In fact, because of leads that the girl provided, the police tracked down Bobby Joe Long and arrested him for murder. He said later that his capture did not surprise him, that he wanted to be caught and knew he would be. As time had gone by, he had gained more and more a sense of revulsion - though not remorse — at what he was doing.
Less than a year after he was arrested, Long was tried on multiple homicide charges. There was a mound of evidence against him, including the testimony of the girl he had raped and held at his apartment. His defense counsel tried mightily to establish a medical reason for his actions: Medical experts presented evidence that the motorcycle accident had caused trauma to his brain and that his injuries were the precipitating factor in his assaults on women. Before the brain injuries, his counsel argued, there had been no offenses. After, there had been the fifty-plus rapes of the Want-Ad Rapist and nine homicides.

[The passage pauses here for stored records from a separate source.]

PR #3491, opened 2026-09-08
Preserve group IDs in fairness metrics

### LINKED ISSUE #3489: Group fairness metrics can relabel missing group IDs
When a batch does not contain every configured group, `BinaryGroupStatRates` currently compresses the group IDs.

```python
import torch
from torchmetrics.classification import BinaryGroupStatRates
from torchmetrics.functional.classification import binary_groups_stat_rates

preds = torch.tensor([1, 0])
target = torch.tensor([1, 0])
groups = torch.tensor([2, 2])

print(binary_groups_stat_rates(preds, target, groups, num_groups=3))
# {'group_0': tensor([0.5000, 0.0000, 0.5000, 0.0000])}

metric = BinaryGroupStatRates(num_groups=3)
metric.update(preds, target, groups)
print(metric.tp)  # tensor([1, 0, 0])
```

The observations belong to group `2`, but they are returned and accumulated as group `0`. Negative and out-of-range IDs are similarly relabeled, and documented multidimensional group tensors fail in `bincount`.

This reproduces on current `master` (`8d008de1`) with Python 3.12.13 and PyTorch 2.13.0. I have a fix and regression tests ready :)

Robertboy18:
## What does this PR do?

Fixes #3489

I was checking `BinaryGroupStatRates` with batches that do not contain every configured group and noticed the IDs get compressed. For example, a batch containing only group `2` updates `group_0`. The same path accepts invalid IDs and fails on documented multidimensional group tensors.

This keeps count slots aligned with `num_groups`, validates the configured ID range, and handles both per-sample and elementwise group tensors. I added regression coverage for the functional and class APIs.

The full group-fairness test file passes, along with pre-commit, deterministic CPU/CUDA checks, and 500 randomized partition cases. I can also add a small Lean/TorchLean model of the partition invariant if useful :)

### DIFF
--- a/src/torchmetrics/functional/classification/group_fairness.py
+++ b/src/torchmetrics/functional/classification/group_fairness.py
@@ -24,24 +24,20 @@ from torchmetrics.functional.classification.stat_scores import (
 )
 from torchmetrics.utilities import rank_zero_warn
 from torchmetrics.utilities.compute import _safe_divide
-from torchmetrics.utilities.data import _flexible_bincount
+from torchmetrics.utilities.data import _bincount
 
 
 def _groups_validation(groups: torch.Tensor, num_groups: int) -> None:
     """Validate groups tensor.
 
-    - The largest number in the tensor should not be larger than the number of groups. The group identifiers should
-    be ``0, 1, ..., (num_groups - 1)``.
+    - The group identifiers should be ``0, 1, ..., (num_groups - 1)``.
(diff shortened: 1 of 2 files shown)


Robertboy18:
I reran the group-fairness tests against the current branch: 46 passed, including the CUDA cases. Ruff is clean too. This is ready for review whenever someone has time :)

justusschock (approved):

There was no question he had brain damage. Brain tests showed it, and he also had physical symptoms: His face felt dead on one side and he walked with a limp. But the defense counsel did not effectively establish a connection between his injuries and his actions, or maybe the jury just didn’t think it reason enough for his crimes. They found him guilty, and in early 1985, he was sentenced to death in the electric chair. He is still — after all these years — on death row in Florida.

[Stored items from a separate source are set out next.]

PR #1, opened 2022-05-19
Implement an interface for the prerecorded API

yottalogical:


Cargo.toml
```diff
@@ -23,3 +24,4 @@ url = "2.2.2"
 [dev-dependencies]
 cpal = "0.13.5"
 crossbeam = "0.8.1"
+reqwest = { version = "0.11.10", features = ["stream"] }
```
andrewhalle, line 27: which example requires the `stream` feature? not 100% clear to me

src/lib.rs
```diff
@@ -24,6 +28,101 @@ where
     K: AsRef<str>,
 {
     api_key: K,
+    client: reqwest::Client,
+}
+
+#[non_exhaustive]
```
andrewhalle, line 34: Two things about this

1. I'm not sure it needs to be `#[non_exhaustive]`. I think non-exhaustive is primarily for structs we expect the consumer to match on, and we want to be able to add variants without breaking their code. This type will primarily be constructed by the consumer, not matched on (I think) so it's probably not necessary. Doesn't hurt anything though, I learned today by looking at [this](https://doc.rust-lang.org/reference/attributes/type_system.html#the-non_exhaustive-attribute) that the non-exhaustive attribute has no effect in the defining crate, so we still get the warnings about non-exhaustive patterns (which is good!)
2. The lower case variants look a little weird to my eye, I think they could be capitalized normally, since we have to turn them into strings anyway, so we can format them however we like here, but I don't mind that much

Cargo.toml
yottalogical: It's so that reqwest can read directly from a file. Without the `stream` feature, it would have to be done by reading whole file into memory first.

examples/prerecorded_from_file/main.rs
```diff
@@ -0,0 +1,26 @@
...
+
+#[tokio::main]
+async fn main() -> Result<(), DeepgramError> {
+    let dg_client = Deepgram::new(DEEPGRAM_API_KEY);
+
+    let file = File::open(PATH_TO_FILE).await.unwrap();
+
+    let source = BufferSource {
+        buffer: file,
+        mimetype: Mimetype::audio_wav,
```
andrewhalle, line 15: with our batch API, you don't have to specify the audio encoding (it'll be detected) so it may not make sense to require `mimetype` here

src/lib.rs
yottalogical: My idea was to have them be as similar to the actual mimetype names as possible, but I agree it does come at the cost of being less Rust-like. The same goes for the language codes below.

Cargo.toml
andrewhalle: gotcha, that makes sense

src/lib.rs
andrewhalle: Yep makes sense, totally your call, I don't mind very much any which way!

examples/prerecorded_from_file/main.rs
```diff
@@ -0,0 +1,26 @@
...
+    let source = BufferSource {
+        buffer: file,
+        mimetype: Some("audio/wav"),
+    };
+
+    let options = OptionsBuilder::new()
+        .punctuate(true)
+        .language(Language::en_US);
+
+    let response = dg_client.prerecorded_request(source, &options).await?;
```
andrewhalle, line 22: what do you like better API-wise between what you have here and
```
dg_client.prerecorded()
    .source(source)
    .punctuate(true)
    .language(Language::en_US)
    .send()
    .await?;
```

andrewhalle: I can see both being good right now, having a separate `Options` struct like what you have means that you can set that up once and then use it for multiple requests, which I really like. Putting it all on `PrerecordedRequestBuilder` means one less thing to import, which I thought I liked, but now that I'm looking at it I'm not sure

src/lib.rs
```diff
@@ -159,6 +261,128 @@ where
             channels: None,
         }
     }
+
+    pub async fn prerecorded_request(
+        &self,
+        source: impl AudioSource,
+        options: &OptionsBuilder<'_>,
```
andrewhalle, line 268: when I see types that end in `*Builder` they normally have a `.build()` method or similar which produces a `Options` type without the builder, you may want that `Options` type to be the parameter here, rather than the builder.

src/lib.rs
```diff
@@ -24,6 +29,93 @@ where
...
+}
+
+#[derive(Debug)]
+pub enum Utterances {
+    Disabled,
+    Enabled { utt_split: u32 },
+}
+
+#[derive(Debug)]
+pub struct OptionsBuilder<'a> {
```
andrewhalle, line 102: struct name could probably be a bit more specific

examples/prerecorded_from_file/main.rs
yottalogical: The way I have it currently is more similar to our other SDKs (the Python one, at least). I think I like your suggestion more, since it's a lot more similar to how Reqwest works, which Rust programmers might be more familiar with.

We'd probably want something more like the following, since the source isn't optional:

```rust
dg_client.prerecorded(source)
    .punctuate(true)
    .language(Language::en_US)
    .send()
    .await?;
```

examples/prerecorded_from_url.rs
```diff
@@ -0,0 +1,20 @@
+use deepgram::{Deepgram, DeepgramError, Language, OptionsBuilder, UrlSource};
+
+const DEEPGRAM_API_KEY: &str = "YOUR_SECRET";
```
jcdyer, line 3: Examples should be runnable by users who download the SDK.  For this, maybe consider using an environment variable instead of a const in the main function.

Side note:  For string literals, `static` is probably a more usual choice than `const`.  A const gets copied into every location it gets used, while a `static` gets assigned a location in the binary's read-only memory section.

src/prerecorded/options/mod.rs
```diff
@@ -0,0 +1,337 @@
...
+    ko,
+    pt,
+    pr_BR,
+    ru,
+    es,
+    es_419,
+    sv,
+    tr,
+    uk,
+}
```
jcdyer, line 63: This is good for enumerating the languages we support, but now we need to keep this up to date whenever a new language gets added.  Is it worth adding an `Other(String)` variant, so we don't end up holding users back?  Or is that too confusing?  Maybe document it:

```rust
enum Language {
    ...
    tr,
    uk,
    /// We try to keep this list of languages up-to-date, but Deepgram moves fast and so do you.  
    /// If you need to transcribe languages that are supported by Deepgram, but aren't yet listed above, 
    /// you can supply a language code here.
    Other(String),
}
```

src/prerecorded/options/mod.rs
```diff
@@ -0,0 +1,337 @@
...
+                Language::ko => "ko",
+                Language::pt => "pt",
+                Language::pr_BR => "pr_BR",
+                Language::ru => "ru",
+                Language::es => "es",
+                Language::es_419 => "es-419",
+                Language::sv => "sv",
+                Language::tr => "tr",
+                Language::uk => "uk",
+            };
```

Growing BreastsOn top of the various emotional burdens that Bobby Joe Long had to carry, he suffered, like some other members of his family, from a disorder of the endocrine system that had a devastating side effect. When he was about twelve, he began to develop breasts. He was terrified that he was becoming a woman. This certainly would have a traumatic effect on a twelve-year-old boy, particularly one who already must have had severe doubts about his sense of worth and self. Eventually he had to have an operation and doctors removed several pounds of tissue from his breasts.
An Only Child
Although the defense couldn’t prove that Long’s head injury had caused his crimes, there were some things in his childhood that likely contributed to how he turned out.

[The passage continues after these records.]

PR #2, opened 2022-06-06
Prepare to publish to crates.io

yottalogical:


Cargo.toml
```diff
@@ -1,26 +1,32 @@
...
+serde_json = "1.0.81"
+thiserror = "1.0.31"
+tokio = { version = "1.19.2", features = [ "full" ] }
 tokio-tungstenite = { version = "0.17.1", features = [ "native-tls" ] }
-tokio-util = { version = "0.7.1", features = [ "codec", "io" ] }
+tokio-util = { version = "0.7.3", features = [ "codec", "io" ] }
 tungstenite = "0.17.2"
 url = "2.2.2"
-uuid = { version = "1.0.0", features = ["serde"] }
+uuid = { version = "1.1.1", features = ["serde"] }
```
jcdyer, line 29: How strict do we want to  be about versions here?  It looks like we're specifying the current latest for everything.  This could make it harder to integrate the sdk with existing projects.

yottalogical: > It looks like we're specifying the current latest for everything.

That's what I did because I wasn't aware of the downsides, and wanted to make sure we're using the version with all the latest fixes and fixes.

Are there any packages that you think we should intentionally specify an older version of (or at least a way for me to figure out which)?

.github/ISSUE_TEMPLATE/config.yml
```diff
@@ -0,0 +1,6 @@
+blank_issues_enabled: false
+contact_links:
+  - name: Vonage Developer Community Slack
+    url: https://developer.nexmo.com/community/slack
+  - name: VonageDev on Twitter
+    url: https://twitter.com/VonageDev
```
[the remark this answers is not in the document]
yottalogical: @MichaelJolley, can you weigh in on this? I copied this file from [here](https://github.com/deepgram/oss-repo-template/blob/main/.github/ISSUE_TEMPLATE/config.yml).

Cargo.toml
yottalogical: Also, if this can't be figured out today, do you think it should hold back the release of version 0.1.0?

andrewhalle: In general, as I understand it, applications should specify the maximum version they can to make sure they have the most recent versions possible, but libraries should specify the minimum version they require so that more applications can make use of them. This is related to why we don't commit the `Cargo.lock` file for libraries, because our users may ultimately use different versions

Cargo.toml
```diff
@@ -1,26 +1,32 @@
 [package]
 name = "deepgram"
-version = "0.0.1"
+version = "0.1.0"
```
andrewhalle, line 3: I wouldn't mind keeping this at 0.0.1 to indicate that it's a very early version. Not that 0.1.0 is not a very early version as well, but I'd like to get a couple of iterations in before choosing 0.1.0. Willing to be overridden on this though @jcdyer

src/lib.rs
```diff
@@ -1,3 +1,7 @@
+#![forbid(unsafe_code)]
+#![warn(clippy::cargo)]
+#![allow(clippy::multiple_crate_versions)]
```
andrewhalle, line 3: what requires this `allow`?

Cargo.toml
yottalogical: The advantage of `0.1.0` is that it allows us to publish a [SemVer compatible update](https://doc.rust-lang.org/cargo/reference/specifying-dependencies.html) (`0.1.1`) if/when necessary. I think this is why Cargo uses `0.1.0` as the default first version.

Cargo.toml
yottalogical: > so that more applications can make use of them

I've been thinking about this for a while, and I don't see how it applies. SemVer compatibility is supposed to be an [equivalence relation](https://en.wikipedia.org/wiki/Equivalence_relation).

Let's say H is the most recent version of some package P, and L is the lowest version that's compatible to H (example: H = 2.4.3, L = 2.0.0). If a binary crate (that depends on our crate) specifies a version of that package P, that version is compatible with L if and only if it's also compatible with H.

Now, not everyone is perfect with SemVer. Sometimes a "minor" update is published that accidentally includes a breaking change. But it seems like trying to specify a minimum version is also problematic.

When we compile and test our library, Cargo tries to use the most recent SemVer compatible version of every dependency. This means that although we might be promising to be compatible with `tokio` version 1.17.0, we actually might be using features introduced in 1.19.0 without realizing it, and the compiler isn't catching this for us. We could use nightly Rust to try and compile with `minimal-versions`, but that doesn't catch any problems we might have with version 1.18.0.

Specifying the versions the library has been tested against right before a publish seems like the best bet to me. But I'm also not an expert at dependency resolution, and might be weighing the factors wrong.

mlodato517: > We could use nightly Rust to try and compile with minimal-versions, but that doesn't catch any problems we might have with version 1.18.0.
> 
> Specifying the versions the library has been tested against right before a publish seems like the best bet to me. But I'm also not an expert at dependency resolution, and might be weighing the factors wrong.

I generally agree with this but I think if we don't attempt to trust the ecosystem we'll make tons of work for ourselves. I'd say to try to compile with minimum versions and deploy with that. If someone reports a bug with a particular version we can update the dependency to be the version above that one (depending on the root cause of their reported issue). That being said I'm probably just being lazy.

andrewhalle: It's possible for crates to specify a maximum dependency they allow (for example, to maintain a MSRV) so if a binary crate depends on us and another crate, and that crate has specified a maximum version of one of our dependencies that's not compatible, then that user is out of luck and has to pick between our crate and the other, even if we aren't using any of the features from the latest version of the dependency we specified, and could have built fine on the earlier version.

There's a procedure outlined in _Rust for Rustaceans_ for figuring out minimum dependency versions, which involves using `minimal-versions` and setting all our dependencies to their last major version, then incrementing minor versions until you get a successful build, then setting our dependency versions in `Cargo.toml` to whatever got picked in the `Cargo.lock`. Not saying we have to do that right now I think it's overkill for a first release, just relaying it as a general process we'll need to do at some point.

bowlofeggs: +1 for Cargo.toml specifying the minimum version that has the needed API.

.github/ISSUE_TEMPLATE/config.yml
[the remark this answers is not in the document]
MichaelJolley: Corrected.

Cargo.toml
yottalogical: Okay, I've pushed all the dependencies back to the oldest version that's still SemVer compatible with the latest version and works with our package. I also made the CI workflow run a build with `-Z minimal-versions` so we can always be sure it's working.

> I think it's overkill for a first release

Too bad. Did it anyways.

Cargo.toml
```diff
@@ -1,28 +1,34 @@
...
+url = "2.0.0"
 uuid = { version = "1.0.0", features = ["serde"] }
 
 [dev-dependencies]
-cpal = "0.13.5"
-crossbeam = "0.8.1"
-reqwest = { version = "0.11.10", features = ["stream"] }
+cpal = "0.13.0"
+crossbeam = "0.8.0"
+reqwest = { version = "0.11.7", features = ["stream"] }
```
jcdyer, line 34: This looks good now, assuming it still works with minimal version.  

Stylistic note: I like to use the minimum "significant digits" in library crates.  So if it works with any 1.y.z release say, serde, then I just put `serde = "1"`.  What you have here is semantically equivalent, and perfectly fine.

Cargo.toml
jcdyer: I start with 0.1.0, but have never given much thought to why.  I like @yottalogical 's reason here.

.github/PULL_REQUEST_TEMPLATE/pull_request_template.md
```diff
@@ -0,0 +1,27 @@
+## Proposed changes
+
+Describe the big picture of your changes here to communicate to the maintainers why we should accept this pull request. If it fixes a bug or resolves a feature request, be sure to link to that issue.
+
+## Types of changes
+
+What types of changes does your code introduce to the Vonage for Visual Studio Code extension?
```
mlodato517, line 7: What's Vonage/Visual Studio Code? Is this copy-paste from some other template?

.github/workflows/ci.yaml
```diff
@@ -0,0 +1,71 @@
...
+
+jobs:
+  Build:
+    runs-on: ubuntu-latest
+    steps:
+    - uses: actions/checkout@v3
+    - name: Install libasound2-dev
+      run: |
+        sudo apt-get update
+        sudo apt-get install libasound2-dev
```
mlodato517, line 17: Huh ... what's this for?

.github/workflows/ci.yaml
```diff
@@ -0,0 +1,71 @@
...
+  Documentation:
+    runs-on: ubuntu-latest
+    steps:
+    - uses: actions/checkout@v3
+    - name: Cargo Doc
+      run: cargo doc --workspace --all-features
+  Audit:
+    runs-on: ubuntu-latest
+    steps:
+    - uses: actions/checkout@v3
```
mlodato517, line 55: What are the pros/cons to using https://github.com/actions-rs/audit-check?

mlodato517 (commented):
Didn't get through it all but I know you're on a tight timeline!

.github/PULL_REQUEST_TEMPLATE/pull_request_template.md
yottalogical: @MichaelJolley I think we caught another one.

.github/workflows/ci.yaml
yottalogical: The example code uses the [`cpal`](https://crates.io/crates/cpal) crate, which needs `libasound2-dev` to be installed in order to compile.

README.md
```diff
@@ -0,0 +1,45 @@
...
+To make sure our community is safe for all, be sure to review and agree to our
+[Code of Conduct](./CODE_OF_CONDUCT.md). Then see the
+[Contribution](./CONTRIBUTING.md) guidelines for more information.
+
+## Getting Help
+
+We love to hear from you so if you have questions, comments or find a bug in the
+project, let us know! You can either:
+
+- [Open an issue](https://github.com/deepgram/[reponame]/issues/new) on this repository
```
mlodato517, line 40: Was this copy-pasted from somewhere? I don't think we want `[reponame]` in there. [The link](https://github.com/deepgram/%5Breponame%5D/issues/new) doesn't seem to work through any GitHub magic.
```suggestion
- [Open an issue](https://github.com/deepgram-devs/deepgram-rust-sdk/issues/new) on this repository
```

CONTRIBUTING.md
```diff
@@ -0,0 +1,50 @@
...
+  * If you'd like to accomplish something in the extension that it doesn't already do, describe the problem in a new Github Issue.
+    * Issues that have been identified as a feature request will be labeled `enhancement`.
+    * If you'd like to implement the new feature, please wait for feedback from the project maintainers before spending
+      too much time writing the code. In some cases, `enhancement`s may not align well with the project objectives at
+      the time.
+* Tests, Documentation, Miscellaneous
+  * If you think the test coverage could be improved, the documentation could be clearer, you've got an alternative
+    implementation of something that may have more advantages, or any other change we would still be glad hear about
+    it.
+    * If its a trivial change, go ahead and send a Pull Request with the changes you have in mind
```
mlodato517, line 22:
```suggestion
    * If it's a trivial change, go ahead and send a Pull Request with the changes you have in mind
```

CONTRIBUTING.md
```diff
@@ -0,0 +1,50 @@
...
+    * If not, open a Github Issue to discuss the idea first.
+* Snippets
+  * To add snippets:
+    * Add a directory in the `snippets` folder with the name of the language.
+    * Add one or more files in the language directory with snippets.
+    * Update the `package.json` to include the snippets you added.
```
mlodato517, line 28: This might be copy-pasta?
```suggestion
```

CONTRIBUTING.md
```diff
@@ -0,0 +1,50 @@
...
+
+## Requirements
+
+For a contribution to be accepted:
+
+* The test suite must be complete and pass
+* Code must follow existing styling conventions
+* Commit messages must be descriptive. Related issues should be mentioned by number.
+
+If the contribution doesn't meet these criteria, a maintainer will discuss it with you on the Issue. You can still
```
mlodato517, line 40: Would we discuss it on the Issue or on the PR? I'm guessing the PR but :shrug:

.github/ISSUE_TEMPLATE/bug_report.md
```diff
@@ -0,0 +1,32 @@
...
+
+> What would you expect to happen when following the steps above?
+
+## Please tell us about your environment
+
+> We want to make sure the problem isn't specific to your operating system or programming language.
+  
+- **Operating System/Version:** Windows 10
+- **Language:** [all | TypeScript | Python | PHP | etc]
+- **Browser:** Chrome
```
mlodato517, line 28:
```suggestion
> We want to make sure the problem isn't specific to your operating system.
  
- **Operating System/Version:** Windows 10
- **Browser:** Chrome
```
I'd also vote to change Chrome to Firefox Just Because (cc @bowlofeggs)

mlodato517 (commented):
Found a broken link and some other probably-copy-:spaghetti:s

yottalogical:
It seems like there are quite a few issues with the [deepgram-devs/oss-repo-template](https://github.com/deepgram-devs/oss-repo-template).

.github/ISSUE_TEMPLATE/bug_report.md
bowlofeggs: Chrome is a pile of unmaintained vendored dependencies.

Cargo.toml
yottalogical: > There's a procedure outlined in _Rust for Rustaceans_ for figuring out minimum dependency versions

It's in Chapter 5 on page 82.

.github/workflows/ci.yaml
yottalogical: It's only a dev-dependency, so users of our crate won't need it.

mlodato517: Oh for sure. I was just hoping we could remove it from CI :-) But we can't since we `--all-targets` (which is good - we want those examples to keep compiling)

Bobby Joe Long was an only child raised by his mother, an attractive woman who was a waitress who lived on the edge of poverty after divorcing her husband. Until he was twelve, Long and his mother shared the same bed in a series of hotel rooms she rented. As reported in Serial Killers: The Growing Menace, by Joel Norris, she said, “We just didn’t have the money for two bedrooms.” However, she also said that she never undressed in front of him or in other ways acted improperly.
When she got finished with her waitressing jobs, she would go out on dates rather than stay home with her son, whom she had neighbors watch. Bobby Joe apparently went into rages over his mother’s lack of concern or caring for him. Her work and dating schedule also angered him in terms of the times she would come home: five or six in the morning, when Bobby Joe would be getting ready for school. They spent almost no time together.
As mentioned earlier, when Long was twelve, he stopped sleeping with his mother. But whatever damage there was had already been done. Perhaps sleeping with a grown woman diminished the young boy. Indeed, in studies conducted with serial killers, psychiatrists have found that the most savage are those who feel sexually diminished by women. Feelings of shame also might have been a factor. Such feelings coupled with the terror and rage he felt over his mother neglecting him may have made for a murderous combination.